Just how unpredictable and shattering explosives can be was brought home forcefully in May 1997 in Fontana. The owner of an auto wrecking firm had bought scrap metal from a practice range at Ft. Irwin, northeast of Barstow. The scrap tank mines had been cleared as inert.
But as an employee at the auto firm tried to cut the aluminum with a blowtorch, the mine exploded, killing one man and injuring two others. The Army Corps of Engineers spent three weeks cleaning up the debris. The safety officer for a subcontractor, who had been hired to check the scrap, was charged with second-degree murder and faces a trial next month in San Bernardino County.
The only other death in the past decade that officials can recall was that of a scrap metal collector who was killed while dismantling a bomb. The device, however, had been stolen from the Chocolate Mountain Gunnery Range near the Salton Sea and was not a buried weapon.
Although bombs are dropped almost daily on that range, warning signs do not deter determined “scrappers” who carry off bombs for scrap metal not knowing whether they may have picked up unexploded ammunition. “We’ll stop cars with a possible live bomb in the back seat,” Hall said.

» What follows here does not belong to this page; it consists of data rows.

PR #841, opened 2026-06-19
test(sparq-server): feature-composition (audit-log + access-audit) + sequenced durable-failure (sq-bif.14) [OPUS-4.8]

jeswr:
> 🤖 SPARQ agent — automated test-coverage work for bead **sq-bif.14** (sparq-server). Tests only; no production `src/` change.

Closes the two bounded coverage gaps the `sq-bif` assessment flagged for `sparq-server`. **`crates/sparq-server/tests/` only** — `src/http.rs` and the rest of `src/` are untouched (the brief's hot-merge-conflict scope guard).

## 1. Feature COMPOSITION — `audit-log` + `access-audit` together
Every opt-in feature was tested in isolation; no test enabled a PAIR together. New `tests/audit_composition.rs` (gated `#![cfg(all(feature = "audit-log", feature = "access-audit"))]`) builds ONE server with BOTH audit sinks compiled in and turned on at runtime. They hook the **same** request handler — one a process-global `tracing` sink, one a per-`AppState` JSON-Lines file sink — so a single request emits BOTH records.

Load-bearing invariant asserted (for an ALLOWED and a DENIED read): the two independently-derived records **agree** on operation, the *actually-enforced* decision, HTTP status, and the NON-reversible query fingerprint (both sinks share the FNV-1a-over-trimmed-text fingerprint), and the redaction boundary holds in **both** (never the raw query text or Bearer token; the fingerprint never leaks to the HTTP body). A router/init-ordering or shared-state regression would pass both single-feature legs (`tests/audit_log.rs`, `tests/access_audit.rs`) yet fail here.

## 2. SEQUENCED durable-write failure injection
The existing `test-seams` graceful-degradation tests fail a *contiguous prefix* of seals (a transient burst that clears, or a permanent jam). New test in `tests/persist.rs` drives an **interleaved** recover→fail→recover sequence through the same seal seam (`AppState::with_config_inject_durable_failure`) and asserts the fail-closed contract at **every** step: a refused write returns `503` and is never published, a recovered write commits `204`, the writer survives the whole sequence, reads keep serving the last published snapshot, and the final durable set is **exactly** the successful writes (no refused write resurrects) across a restart.

## Non-vacuity
Both tests have real assertions that fail on a regression. The sequenced test was confirmed to FAIL when the injected failures are removed (the `w1`/`w3` `503` expectations break).

## Gates — GREEN in BOTH feature states
- **default (features OFF):** `cargo clippy -p sparq-server --all-targets -- -D warnings` ✅ · `cargo test -p sparq-server` ✅ (the composition file compiles to zero tests, correctly inert)
- **ON:** `cargo clippy -p sparq-server --all-targets --features test-seams,audit-log,access-audit -- -D warnings` ✅ · `cargo test -p sparq-server --features test-seams,audit-log,access-audit` ✅

Docs updated: crate `README.md` + `skills/http-server/SKILL.md`.

## Honesty
The redaction assertions verify the documented #241 info-leak posture (query text + token never reach either sink), **not** an unqualified security guarantee — the audit trail records identities + resource IRIs **by design**. No ZK/MPC claim is involved (this crate has none). Work-box timings are non-canonical and not baked into any assertion.


jeswr:
> 🤖 SPARQ agent [OPUS-4.8]

Refreshed this branch against `origin/main` (clean `git merge origin/main`, no conflicts). It was stale-behind-main, which made the **MONOTONICITY** step of the coverage ratchet gate fail — the branch's `bench/coverage-floor.json` predated floors that merged to main (sparq-policy, sparq-algos/sparq-canon, etc.), so the monotonic check read main's newer floors as "removed". After merging main in, `bench/coverage-floor.json` is now main's verbatim (this is a tests-only branch that added no floors → union = main's floor).

Verified locally: `python3 scripts/coverage-gate.py --check-monotonic --base-ref origin/main` → **PASS (exit 0)**. The PR's deliverable is intact (`crates/sparq-server/tests/audit_composition.rs` + `persist.rs` still present in the diff vs main). CI is refreshed.

Issue #805, opened 2026-06-19
[feature]: support "pretty turtle" serialisation on website


jeswr:
With prefixes and grouping results so that `;` and `,` can be used to represent triples with shared subjects and objects.

PR #861, opened 2026-06-19
feat(sparq-engine): engine-side pretty Turtle serialiser (sq-ixc3.2, long-term home for #805) [OPUS-4.8]

jeswr:
> 🤖 SPARQ agent — bead sq-ixc3.2 (parent epic sq-ixc3: cross-platform GUI).

## What this adds

An engine-side **pretty / formatted Turtle (+ TriG) serialiser** behind the existing opt-in **`serialize-rdf`** feature — the long-term engine home for the site-side `prettyTurtle` reshaper shipped in #805 (sq-gb4o, `packages/sparq-client/src/pretty-turtle.ts`). The engine now produces idiomatic, deterministic Turtle so the CLI / server / wasm can all get it for free and the site can later drop its TS formatter.

### Honest scoping note on the premise
The engine **already** had a `write_turtle` / `graph_to_turtle` (shipped under sq-678h) with `@prefix` compaction, predicate-object lists, `a` for `rdf:type`, blank nodes and RDF 1.2 triple terms. That writer is **not** "pretty" in the site's sense: it preserves the store's `iter_ids()` emission order (thread-count-dependent) and uses a fixed 4-space inline shape. This PR adds a **distinct, pretty** surface alongside it — it does not rewrite the existing one.

## API (`sparq_engine::serialize`, feature-gated)

- `PrettyOptions { indent /* default 2 spaces */, abbreviate /* default true */ }`
- `write_turtle_pretty(&[Triple], &Prefixes, &PrettyOptions) -> String`
- `write_trig_pretty(&[NamedGraph], &Prefixes, &PrettyOptions) -> String`
- `graph_to_turtle_pretty(&Graph)` / `graph_to_turtle_pretty_with(&Graph, &Prefixes, &PrettyOptions)` / `graph_to_trig_pretty(&Graph)`

### How it differs from the flat `write_turtle`
1. **Emission-order-independent**: subjects, predicates and objects are sorted by their canonical N-Triples spelling; `rdf:type` (`a`) sorts first in each block. The same triple **set** always renders to the same bytes.
2. **Output shape == the site's `prettyTurtle`**: prefix-alphabetical used-only `@prefix` header, blank-line-separated subject blocks, subject on its own line, predicate lines at one indent (`;`-joined, `.`-terminated), object lists wrapped onto continuation lines (`,\n` + two indents). The byte shape is asserted by a golden test.

Reuses the existing oxrdf term/escaping helpers — literals (datatype/lang, implicit `xsd:string` dropped), blank nodes, and RDF 1.2 triple terms `<<( s p o )>>` reproduce **losslessly**.

### CLI (low-friction exposure, also gated)
`sparq-cli dump` gains `turtle-pretty` / `trig-pretty` out-formats.

## Feature gate
Everything lives inside the already-`#[cfg(feature = "serialize-rdf")]`-gated `serialize` module — **OFF by default**, **zero new dependencies**, core stays lean.

## Round-trip + golden verification (tests, feature on)
- `pretty_golden_output_matches_site_shape` — byte-exact golden matching the site shape.
- `pretty_round_trips_all_term_kinds` — re-parses to the same triple set (literals/lang/datatype, blank nodes, triple terms, escaped IRIs).
- `pretty_ordering_is_emission_independent` — two differently-ordered inputs → identical bytes; `a` first.
- `pretty_no_abbreviate_keeps_full_iris_and_no_header`, `pretty_custom_indent`, `pretty_empty_graph_is_empty_string`, `pretty_trig_round_trips_named_graphs`.

- `cargo clippy -p sparq-engine --all-targets -- -D warnings` (default, feature OFF) ✅
- `cargo clippy -p sparq-engine --all-targets --features serialize-rdf -- -D warnings` ✅
- `cargo test -p sparq-engine` (default — no new surface compiles) ✅
- `cargo test -p sparq-engine --features serialize-rdf` (238 lib tests incl. the 7 new) ✅
- `cargo clippy/test -p sparq-cli` default + `--features serialize-rdf` ✅
- End-to-end smoke: `sparq-cli dump … turtle-pretty` then re-load → identical triple set.

## Fidelity limits (honest)
- `graph_to_turtle_pretty` abbreviates against `default_prefixes()` only — a namespace not in that set stays a full `<…>` IRI (use `graph_to_turtle_pretty_with` to pass the query's declared prefixes, as the site does). This matches the existing `graph_to_turtle` behavior.
- Blank-node labels are preserved verbatim (no canonicalisation) — round-trip is set-equality with stable labels, same as the other writers.
- The pretty writer materialises + sorts all triples (it is a formatter for human-facing output, not a streaming dump path).

## Deferred follow-ups (beaded)
- **sq-fe1s** (P2): wire pretty Turtle into the **wasm `Store.serialize`** surface + regen bindings — deferred here because wasm-pack regen + committing generated artifacts is heavy. The Rust API + CLI landed; this PR exposes no new wasm surface.
- **sq-lxej** (P3, blocked on sq-fe1s): switch the **site** over to the engine serialiser and drop the TS reshaper.
- **sq-pxdu** (P3): decide/scope **JSON-LD pretty/compaction** (explicitly out of scope here).


jeswr:
> 🤖 SPARQ agent

Diagnosed the persistent **"Inference conformance"** failure on this PR (sq-y5dz). It is **not** a problem with this PR's content and **not** stale-vs-main — this branch is byte-identical to `main` on the fetch scripts and `ci.yml`.

Root cause: the **"Fetch inference test suites (pinned)"** step downloads the OWL 2 test-case export from the Internet Archive, which reset the transfer mid-stream:
```
curl: (56) Recv failure: Connection reset by peer
```
The old `curl --retry 3` does not retry on a (56) mid-stream reset, so it red-gated every engine PR. The archive URL is reachable and the pinned sha256 still matches, so the source is fine — it's transient.

Fix is in **#864** (`scripts/fetch-inference-suites.sh`: add `--retry-all-errors` etc.). Once #864 lands on `main`, re-run the Inference conformance check here and it should pass. The pretty-Turtle serialiser deliverable on this branch is untouched by the fix.

PR #926, opened 2026-06-19
feat(sparq-vectors): persist the delta sidecar to disk (.spqd, durable add/remove/update) (sq-7e50) [OPUS-4.8]

jeswr:
> 🤖 **SPARQ agent** — opened by an autonomous sparq agent (Opus 4.8) on @jeswr's behalf. One of several agents that may run on this account.

## What

Follow-up to **sq-pi44** (PR #880, the IN-RAM delta sidecar). The in-RAM delta was lost when the `VectorStore` handle dropped, so `compact` was the only durability path. This adds a **persisted on-disk delta sidecar** (`.spqd`) so incremental `add`/`remove`/`update` against a finalized `.spqv` base survive a process restart **without** a compact.

All strictly additive under the existing opt-in **`delta`** cargo feature (OFF by default) — **no new dependency** (reuses std + the in-tree `rustc-hash`), so the default `sparq-vectors` build is unchanged.

## On-disk format (`.spqd`, version 1, little-endian — mirrors the `.spqv` header discipline)

```text
offset 0   magic         b"SPQD"                  4 bytes
offset 4   version       u32 = 1                  4 bytes
offset 8   dim           u32                      4 bytes
offset 12  append_count  u64                      8 bytes
offset 20  tomb_count    u64                      8 bytes
offset 28  reserved      zero padding             4 bytes
offset 32  fingerprint   base graph fingerprint   24 bytes   (the sq-32i5 generation tie)
offset 56  appends       [append_count × (id:u32, dim × f32)]
           tombstones    [tomb_count × (id:u32)]
```

The header carries the **base graph fingerprint**, so a sidecar written against generation N is validated/rejected against a base of generation M ≠ N on open (routed through the existing `apply_delta` generation tie). The in-RAM `VectorDelta` is reused verbatim as the in-memory representation.

## API (all `delta`-gated)

- `VectorStore::save_delta` / `save_delta_to` — **crash-durable**: write to a sibling `.spqd-tmp`, `fsync` (`sync_all`), then atomic `rename` — the same write-tmp-then-rename discipline as `StreamingWriter`. An unstarted delta persists an empty, generation-bound sidecar.
- `VectorStore::open_with_delta` / `open_with_delta_at` — open base mmap + replay the persisted delta (through `apply_delta`'s generation tie + a `dim` check). No sidecar ⇒ the bare base.
- `VectorStore::sibling_delta_path` / `has_persisted_delta`; `SPQD_MAGIC` / `SPQD_VERSION`.
- `VectorDelta::{to_bytes,from_bytes}` (pub(crate)) — `from_bytes` is **fail-closed**: bad magic/version, zero dim, an **exact-length partial-write/truncation guard** (checked arithmetic against the header counts — short OR long rejected), non-finite components, and duplicate/conflicting-id rejection.

## Tests (`tests/delta_persist.rs` + serde unit tests in `delta.rs`)

- **Result-equivalence (REQUIRED):** `open_with_delta(base + persisted-delta)` == the in-RAM `(base + delta)` view == `compact()` (sorted effective sets + `len` + per-id `get` + a search agree).
- **Crash / partial-write:** a truncated mid-body / torn-header / trailing-garbage / bad-magic sidecar is detected and **rejected, not UB**.
- **Base-fingerprint-mismatch:** a gen-A sidecar replayed onto a gen-B base errors (generation mismatch); the same sidecar replays cleanly onto its own generation.
- Plus: dim-mismatch rejection, atomic-replace (no stray tmp), empty-delta round-trip, and serde unit tests (None-generation round-trip, byte-determinism regardless of map order, sub-header rejection).

## Gates — green in BOTH feature states

| gate | default (feature OFF) | `--features delta` |
|---|---|---|
| `cargo clippy -p sparq-vectors --all-targets -- -D warnings` | ✅ | ✅ |
| `cargo test -p sparq-vectors` | ✅ | ✅ (7 new integration + 7 new serde unit) |

README kept under the ≤120-line template cap (passes `check-readme-template.py`, 0 deviations); typos gate clean. No hard-coded performance numbers.

Closes **sq-7e50**.

### DIFF
--- a/crates/sparq-vectors/README.md
+++ b/crates/sparq-vectors/README.md
@@ -75,9 +75,10 @@ let _neighbours = nearest_term_exact(&store, &graph, &some_term, 10);
   and reopen **that** (`Graph::open`, frozen id order); **never** re-parse the source RDF
   (pinned in `tests/staleness_contract.rs`).
 - **Incremental add / remove / update (opt-in `delta`)** — a `.spqv` is build-once-immutable; the
-  `delta` feature adds an **in-RAM delta sidecar** (`add`/`remove`/`update` → append map + tombstones)
-  that `get`/`iter`/search transparently union (honouring tombstones), generation-tied to the base
-  (sq-32i5). `compact` folds it into a from-scratch-equivalent base. **In-RAM only** (lost on drop; `compact` is the durability path); a persisted delta is a tracked follow-up. No new dep. See rustdoc/SKILL.
+  `delta` feature adds a **delta sidecar** (`add`/`remove`/`update` → append map + tombstones) that
+  `get`/`iter`/search transparently union (honouring tombstones), generation-tied to the base
+  (sq-32i5); `compact` folds it into a from-scratch-equivalent base. `save_delta`/`open_with_delta`
+  persist+replay it to a crash-durable `.spqd` (tmp+fsync+rename, partial-write & mismatched-base detected) so mutations survive a restart without a compact. No new dep. See rustdoc/SKILL.
 - **Verbalization, quantization, hybrid fusion** — `verbalize` / `embed_entities` render
   per-entity text (multilingual, char-budgeted, single named graph at a time);
   `ScalarQuantizer` (4×) and `ProductQuantizer` for large stores; `fuse_rrf` /
--- a/crates/sparq-vectors/src/delta.rs
+++ b/crates/sparq-vectors/src/delta.rs
@@ -85,7 +85,7 @@
 //! `.spqd-tmp`, `fsync`s it, then atomically `rename`s it over the final path — the same
 //! write-tmp-then-rename + `sync_all` discipline as [`StreamingWriter`](crate::store::StreamingWriter):
 //! a crash mid-write leaves the previous `.spqd` (or none) intact, never a half-written sidecar at
-//! the live path. **Partial-write detection.** [`from_bytes`](VectorDelta::from_bytes) recomputes
+//! the live path. **Partial-write detection.** `from_bytes` (the crate-internal decoder) recomputes
 //! the EXACT expected length from the header (`56 + append_count·(4 + dim·4) + tomb_count·4`) and
 //! rejects any file that is shorter OR longer — a truncated (or trailing-garbage) sidecar is a
 //! descriptive `Err`, never an out-of-bounds read or a silently-short replay.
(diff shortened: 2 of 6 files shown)


jeswr:
> 🤖 **SPARQ agent** — gate-unblock for `clippy (gate) + fmt (non-blocking)`

**Root cause (not clippy — rustdoc).** The check whose display name is `clippy (gate) + fmt (non-blocking)` failed in ~1m, well before a full workspace clippy would even finish. The workspace clippy step (`cargo clippy --workspace --all-targets -- -D warnings`) was actually **clean**; the failure was the **rustdoc** step bundled into the same `lint` job:

```
cargo doc --workspace --no-deps --all-features   (RUSTDOCFLAGS="-D warnings")
```

It hit two intra-doc-link errors in the new `delta`-gated code — surfaced **only** under `--all-features` (the default build compiles no delta code, which is why per-crate / default clippy passed locally). So it is feature-related, just on the rustdoc surface rather than a clippy lint:

1. `crates/sparq-vectors/src/delta.rs:88` — module doc linked ``[`from_bytes`](VectorDelta::from_bytes)`` but `from_bytes` is `pub(crate)` → `rustdoc::private-intra-doc-links`.
2. `crates/sparq-vectors/src/store.rs:777` — ``[`save_delta_to`]`` was unqualified and did not resolve to the associated method → `rustdoc::broken-intra-doc-links`.

**Minimal fix (doc-text only, 2 lines, no API/behaviour change).**
- delta.rs: render the private decoder as plain inline code ``` `from_bytes` (the crate-internal decoder) ``` — matching how the rest of that module already refers to the `pub(crate)` `from_bytes`/`to_bytes`.
- store.rs: qualify the link as ``[`save_delta_to`](Self::save_delta_to)`` — matching the `Self::`-qualified links used throughout the same doc block.

Feature design untouched; no `#![allow]` added.

**Gates re-run green (this work box):**
- `cargo doc --workspace --no-deps --all-features` (`RUSTDOCFLAGS=-D warnings`) → exit 0 (the failing step)
- `cargo doc --workspace --no-deps` (default features, `-D warnings`) → exit 0
- `cargo clippy --workspace --all-targets -- -D warnings` → clean
- `cargo clippy -p sparq-vectors --all-targets --features delta -- -D warnings` → clean
- `cargo test -p sparq-vectors --features delta` → all green (incl. `delta` + the new `delta_persist` suites)

Pushed `dd7668af` onto the existing branch (fast-forward from `8d588026`). `fmt` shows pre-existing whole-crate drift from a rustfmt version skew that predates `8d588026` and is unrelated to this PR — left untouched (fmt is non-blocking, and reformatting 270+ unrelated lines would be churn). Auto-merge left OFF for the orchestrator to arm after verification.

Although the bombs used in current training are confined to well-marked areas, the whereabouts of World War II relics often remain a mystery.
“In most cases, these things were there for decades and there wasn’t a danger until someone went there,” said Del Greco of the Army Corps of Engineers clean-up project.
“But now as a larger number of people discover these devices, there’s the potential. The question becomes: ‘How long are we as a society willing to wait?’ This won’t make headlines until after there’s a disaster.”